### Brief
Wherever a line in the data below holds "sims", copy that line.

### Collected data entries
%%
Issue #3867, opened 2026-01-16
bug: endpoint does not clean up resources swiftly when dropped ungracefully


ramfox:
- **We want users to call `endpoint::close` before the endpoint is dropped.** Calling `close` ensures that the endpoint is being a good/hygienic network citizen
- However, when an endpoint IS dropped, there is no communication that this breach in protocol happened.
- Furthermore, when it's dropped, it takes an unexpected amount of time to release its resources. (because quinn still monitors/babysits any open connections for PTO*3 amount of time before releases the connection resources.)
- This causes confusion for the user/dev. There is no indication for the dev that the endpoint was dropped un-gracefully BUT ALSO there are still resources that are being held onto.
- This can cause users issues when trying to recover. For example, the old endpoint may still attempt to connect to the relay using the given endpoint ID identity while the new endpoint tries to connect to it for the first time using that same endpoint ID, and they fight for contention until the old endpoint is finally cleaned up.

To fix both issues, we should:
1) communicating to the user that they are handling the endpoint improperly and
2) ensure that even when it handled improperly resources are released in an expected manner AKA we want to add the ability to drop everything in the endpoint on the floor when it is dropped un-gracefully.

b5:
this isn't release blocking, but @ramfox is going to try to get a PR up for this in the next day or two

PR #3879, opened 2026-01-22
feat: dropping the endpoint ungracefully should log and error, but still clean up resources immediately

ramfox:
## Description

closes https://github.com/n0-computer/iroh/issues/3867

relies on https://github.com/n0-computer/iroh/pull/3924

Alot of finagaling needed to happen to ensure that when the Endpoint is dropped, it's underlying resources are cleaned up ASAP.

First, added a custom `Runtime` that wraps spawned tasks in a `CancellationToken`. This allows for both graceful shutdown (which does not use the cancel token, but instead waits for tasks to finish naturally) and ungraceful abort (which uses the cancel token to stop all running tasks)

~~Second, the `quinn::Endpoint` inside of the `Handle` needed to be wrapped in an `Arc<RwLock<Option>>`, so we could take the underlying `quinn::Endpoint` and drop it on `Handle::close` and the new `Handle::abort` method. This value should only be written once (during the close or abort), and so the read lock should never be in contention.~~

**This was fixed in `iroh-quinn`, so no need to add a rw lock**

Third, wrote a new `Handle::abort` method that is sync and does not wait for graceful clean up after cancelling tokens, before dropping the underlying `quinn::Endpoint` or aborting any runtime tasks.

Fourth, in order to ensure that the `Endpoint` is only "aborted" on the last clone of the endpoint, the meat of the `Endpoint` has been moved into an `EndpointInner` that is wrapped in an `Arc`. When the `Arc` is finally dropped, the `Drop` impl on `EndpointInner` is called, which calls `Handle::abort`, if the `Endpoint` was not gracefully closed before dropping.

~~The last major change is the work that needed to be done on `Accept`. The call to `quinn::Endpoint::Accept` takes a reference to the `quinn::Endpoint`, but since it is now behind a `RwLock` it can not longer be borrowed. This refactor turned the `Accept` into a `BoxFuture`, whose closure owns a clone of the `quinn::Endpoint`.~~ 

Finally, let's make sure that we drop any references to address lookup services on close.

~~NOTE: While I used claude to code-review/double check assumptions while working on this PR in general, the `Accept` changes were where I relied on AI the most to give me a "sensible" work around to the self-reference problem I was facing when making the RwLock refactors. I would love some feedback here if this is an acceptable solution.~~
**No longer necessary since we do not wrap the quinn::Endpoint in a rwlock any more**

## Breaking Changes

New behavioral change! Then `Endpoint` does not do ANY best-effort to close connections gracefully before dropping. This makes it even more important to call `Endpoint::close` in all cases.

This change (that prevents the underlying `quinn::Endpoint` to do it's best to wait/send close frames before shutting down) has already highlighted in tests how much more brittle it is to drop the endpoint without calling `close` first.

## Change checklist

- [x] Self-review.
- [x] Tests if relevant.

### DIFF
--- a/.github/sims/integration/iroh.json
+++ b/.github/sims/integration/iroh.json
@@ -1,0 +1,142 @@
+{
+    "name": "intg_iroh",
+    "cases": [
+        {
+            "name": "1_to_1",
+            "description": "",
+            "visualize": true,
+            "nodes": [
+                {
+                    "name": "i_srv",
+                    "count": 1,
+                    "cmd": "./bins/iroh-transfer --output json provide",
+                    "type": "public",
+                    "wait": 10,
+                    "connect": {
+                        "strategy": "none"
+                    },
+                    "param_parser": "iroh_endpoint_json"
+                },
+                {
+                    "name": "i_get",
+                    "count": 1,
+                    "cmd": "./bins/iroh-transfer --output json fetch --duration=10 --remote-direct-address=\"%s\" %s",
+                    "type": "public",
+                    "connect": {
+                        "strategy": "params_with_parsed_addrs",
+                        "node": "i_srv"
+                    },
+                    "process": "short",
+                    "parser": "iroh_json",
+                    "integration": "magic_iroh_client_json",
+                    "integration_require": {
+                        "transfer_success": "true",
+                        "final_conn_direct": "true"
+                    }
+                }
+            ]
+        },
+        {
+            "name": "1_to_3",
+            "description": "",
+            "nodes": [
+                {
+                    "name": "i_srv",
+                    "count": 1,
+                    "cmd": "./bins/iroh-transfer --output json provide",
+                    "type": "public",
+                    "wait": 10,
+                    "connect": {
+                        "strategy": "none"
+                    },
+                    "param_parser": "iroh_endpoint_json"
+                },
+                {
+                    "name": "i_get",
+                    "count": 3,
+                    "cmd": "./bins/iroh-transfer --output json fetch --duration=10 --remote-direct-address=\"%s\" %s",
+                    "type": "public",
+                    "connect": {
+                        "strategy": "params_with_parsed_addrs",
+                        "node": "i_srv"
+                    },
+                    "process": "short",
+                    "parser": "iroh_json",
+                    "integration": "magic_iroh_client_json",
+                    "integration_require": {
+                        "transfer_success": "true",
+                        "final_conn_direct": "true"
+                    }
+                }
+            ]
+        },
+        {
+            "name": "2_to_2",
+            "description": "",
+            "nodes": [
+                {
+                    "name": "i_srv",
+                    "count": 2,
+                    "cmd": "./bins/iroh-transfer --output json provide",
+                    "type": "public",
+                    "wait": 10,
+                    "connect": {
+                        "strategy": "none"
+                    },
+                    "param_parser": "iroh_endpoint_json"
+                },
+                {
+                    "name": "i_get",
+                    "count": 2,
+                    "cmd": "./bins/iroh-transfer --output json fetch --duration=10 --remote-direct-address=\"%s\" %s",
+                    "type": "public",
+                    "connect": {
+                        "strategy": "params_with_parsed_addrs",
+                        "node": "i_srv"
+                    },
+                    "process": "short",
+                    "parser": "iroh_json",
+                    "integration": "magic_iroh_client_json",
+                    "integration_require": {
+                        "transfer_success": "true",
+                        "final_conn_direct": "true"
+                    }
+                }
+            ]
+        },
+        {
+            "name": "2_to_4",
+            "description": "",
+            "nodes": [
+                {
+                    "name": "i_srv",
+                    "count": 2,
+                    "cmd": "./bins/iroh-transfer --output json provide",
+                    "type": "public",
+                    "wait": 10,
+                    "connect": {
+                        "strategy": "none"
+                    },
+                    "param_parser": "iroh_endpoint_json"
+                },
+                {
+                    "name": "i_get",
+                    "count": 4,
+                    "cmd": "./bins/iroh-transfer --output json fetch --duration=10 --remote-direct-address=\"%s\" %s",
+                    "type": "public",
+                    "connect": {
+                        "strategy": "params_with_parsed_addrs",
+                        "node": "i_srv"
+                    },
+                    "process": "short",
+                    "parser": "iroh_json",
+                    "integration": "magic_iroh_client_json",
+                    "integration_require": {
+                        "transfer_success": "true",
+                        "final_conn_direct": "true"
+                    }
+                }
+            ]
+        }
%%
### Answer section
--- a/.github/sims/integration/iroh.json
+++ b/.github/sims/integration/iroh.json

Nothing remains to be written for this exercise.